▸ **TASK INSTRUCTIONS**
When the string "where" is part of a line below, that line should be copied.

Top of LISTED ENTRIES

PR #1388, opened 2019-02-21
Fix deadlock in mailserver DeliverMail method

adambabik:
Fix an issue where `DeliverMail()` method could get into a deadlock when the connection with a peer was dropped but there was more bundles to deliver than buffered channel could store. In such a case, `WMailServer.processRequestInBundles()` would never return.

### DIFF
--- a/mailserver/mailserver.go
+++ b/mailserver/mailserver.go
@@ -295,6 +295,7 @@ func (s *WMailServer) DeliverMail(peer *whisper.Peer, request *whisper.Envelope)
 		iter,
 		bloom,
 		int(limit),
+		time.Minute,
 		bundles,
 		cancelProcessing,
 	)
@@ -369,6 +370,7 @@ func (s *WMailServer) SyncMail(peer *whisper.Peer, request whisper.SyncMailReque
 		iter,
 		request.Bloom,
 		int(request.Limit),
+		time.Minute,
 		bundles,
 		cancelProcessing,
 	)
@@ -450,6 +452,7 @@ func (s *WMailServer) processRequestInBundles(
 	iter iterator.Iterator,
 	bloom []byte,
 	limit int,
+	timeout time.Duration,
 	output chan<- []*whisper.Envelope,
 	cancel <-chan struct{},
 ) ([]byte, common.Hash) {
@@ -551,7 +554,7 @@ func (s *WMailServer) processRequestInBundles(
 			log.Error("[mailserver:processRequestInBundles] failed to push all batches",
 				"requestID", requestID)
 			break
-		case <-time.After(time.Minute):
+		case <-time.After(timeout):
 			log.Error("[mailserver:processRequestInBundles] timed out pushing a batch",
 				"requestID", requestID)
 			break
--- a/mailserver/mailserver.go
+++ b/mailserver/mailserver.go
@@ -212,18 +212,18 @@ func (s *WMailServer) Archive(env *whisper.Envelope) {
 func (s *WMailServer) DeliverMail(peer *whisper.Peer, request *whisper.Envelope) {
 	defer recoverLevelDBPanics("DeliverMail")
 
-	log.Info("Delivering mail", "peerID", peerIDString(peer))
+	log.Info("[mailserver:DeliverMail] delivering mail", "peerID", peerIDString(peer))
 
 	requestsMeter.Mark(1)
 
 	if peer == nil {
 		requestErrorsCounter.Inc(1)
-		log.Error("Whisper peer is nil")
+		log.Error("[mailserver:DeliverMail] peer is nil")
 		return
 	}
 	if s.exceedsPeerRequests(peer.ID()) {
 		requestErrorsCounter.Inc(1)
-		log.Error("Peer exceeded request per seconds limit", "peerID", peerIDString(peer))
+		log.Error("[mailserver:DeliverMail] peer exceeded the limit", "peerID", peerIDString(peer))
 		s.trySendHistoricMessageErrorResponse(peer, request, fmt.Errorf("rate limit exceeded"))
 		return
 	}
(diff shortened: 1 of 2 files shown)


mailserver/mailserver.go
```diff
@@ -274,47 +274,54 @@ func (s *WMailServer) DeliverMail(peer *whisper.Peer, request *whisper.Envelope)
...
 		close(errCh)
+		log.Info("[mailserver:DeliverMail] finished sending bundles", "counter", counter)
 	}()
 
 	start := time.Now()
 	nextPageCursor, lastEnvelopeHash := s.processRequestInBundles(
 		iter,
 		bloom,
 		int(limit),
+		time.Minute,
```
mandrigin: Can we extract it to a constant, it is in multiple places in this file.

mailserver/mailserver.go
```diff
@@ -361,7 +370,9 @@ func (s *WMailServer) SyncMail(peer *whisper.Peer, request whisper.SyncMailReque
 		iter,
 		request.Bloom,
 		int(request.Limit),
+		time.Minute,
```
mandrigin: constant?

mailserver/mailserver.go
```diff
@@ -531,15 +544,28 @@ func (s *WMailServer) processRequestInBundles(
...
 	for _, batch := range batches {
-		output <- batch
+		select {
+		case output <- batch:
+		// It might happen that during producing the batches,
+		// the connection with the peer goes down and
+		// the consumer of `output` channel exits prematurely.
+		// In such a case, we should stop pushing batches and exit.
+		case <-cancel:
+			log.Error("[mailserver:processRequestInBundles] failed to push all batches",
```
mandrigin: I would make this a `Warn` or even an `Info`, it sounds like it is more or less a normal and expected scenario, as opposed to the timeout in this loop.

mandrigin (approved):
Generally, looks very good!
Just a few minor changes, but feel free to ignore if you disagree.

mailserver/mailserver.go
adambabik: That's true, it might be a perfectly normal scenario when a peer looses a connection to a mailserver, especially when being on a 3G or something like that.

mailserver/mailserver.go
```diff
@@ -531,15 +544,28 @@ func (s *WMailServer) processRequestInBundles(
...
+				"requestID", requestID)
+			break
+		case <-time.After(timeout):
```
dshulyak, line 558: i noticed discussion about this... but it feels really weird. there is a finite conditions that needs to be taken into account. if consumer stopped - this loop needs to stop too, otherwise it should work. literally no reason to add such hack

mandrigin: No reason if this or underlying code will never change and never get any regressions in the future.

dshulyak: like why not to add timeout to every select block :) ?

mandrigin: I actually think that using lots of selects and channels with no timeouts is a bad coding practice, especially if your code supposed to be run for days and months with no restarts.

dshulyak: oh, really? i think you need to define concrete conditions when select statement will terminate. and it doesn't have to be limited by a timer. for instance if you look at p2p/server.go, most of the select statements never can be terminated by a timer, it would be just wrong

dshulyak: i can imagine different pattern, where whole DeliverMail procedure is time-limited, but it would be implemented differently

adambabik: I agree that this case should never happen and `case <-cancel` is here to cover stopped peers. However, we don't own devp2p stack and apparently we don't trust it. We can run this code for a few days and if this log never appears (which I believe is the case), this fragment can be removed.

> I actually think that using lots of selects and channels with no timeouts is a bad coding practice, especially if your code supposed to be run for days and months with no restarts.

If the code is well architected, I think timeouts are not needed in such cases. They may appear at some entry points handling incoming requests or explicitly timing out network connections if there is no way to timeout the connection itself due to some reason.

mandrigin: Sure. But if you have an assumption that some code should complete in max N minutes after some event, having a watchdog for it both helps to identifying issues and mitigating consequences.
For instance, no modern mobile OS will let you block the rendering loop for too long. Same is true for most modern desktop OSes. It wasn't true for Windows 95 though, and we all seen the consequences.

mandrigin: > If the code is well architected, I think timeouts are not needed in such cases.

Yeah, if there is no potential for a deadlock then it is obviously not needed. Unfortunately, in Go, when using channels you are asking for trouble :-P

dshulyak: > I agree that this case should never happen and `case <-cancel` is here to cover stopped peers. However, we don't own devp2p stack and apparently we don't trust it.

the bug wasn't in devp2p code though :)

> We can run this code for a few days and if this log never appears (which I believe is the case), this fragment can be removed.

yeah i think that it won't appear too. unless 1 minute is not enough to deliver data for some of the congested mail servers, like it was with HK mail servers. but if that happens, isn't this timeout is harmful?

adambabik: > the bug wasn't in devp2p code though :)

True but we still don't have a clear picture how devp2p behaves in the case of half-open TCP connections or network switches.

> but if that happens, isn't this timeout is harmful?

I don't see anything harmful here. It will close `bundles` channel which will exit goroutine processing it and `DeliverMail` will exit normally. The only bad thing that happens is that not all bundles (more precisely older envelopes) will get delivered.

dshulyak: > True but we still don't have a clear picture how devp2p behaves in the case of half-open TCP connections or network switches.

i see that either side will be eventually closed by read/write deadline. it seems pretty straightforward. what do you think is confusing?

adambabik: It seems :) here there is no explicit timeout when sending envelopes, so that part is confusing -- after what time it times out.

dshulyak: it will time out after write deadline passed since actual write started

adambabik: It's still implicit. Can you give me precise duration here?

There are a few logs so this condition is possible: https://kibana.status.im/goto/4b14a7de6e58a9237a18657beb94712b. On the other hand, these logs are old and comes from a period of time when we were deploying stuff.

dshulyak: it is hard to give precise duration. all writes are processed sequentially, and the deadline is counted from the time message hits socket. if there are no other writes - single write can take at most 20s.

> There are a few logs so this condition is possible: https://kibana.status.im/goto/4b14a7de6e58a9237a18657beb94712b. On the other hand, these logs are old and comes from a period of time when we were deploying stuff.

got it. but it is still possible on a slow connection. e.g. if there are 10 batches, and every single batch takes 19s to deliver.. in the end it will take longer than a minute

Bottom of LISTED ENTRIES

▸ **ANSWER TO THE PROBLEM**
Fix an issue where `DeliverMail()` method could get into a deadlock when the connection with a peer was dropped but there was more bundles to deliver than buffered channel could store. In such a case, `WMailServer.processRequestInBundles()` would never return.
dshulyak: i can imagine different pattern, where whole DeliverMail procedure is time-limited, but it would be implemented differently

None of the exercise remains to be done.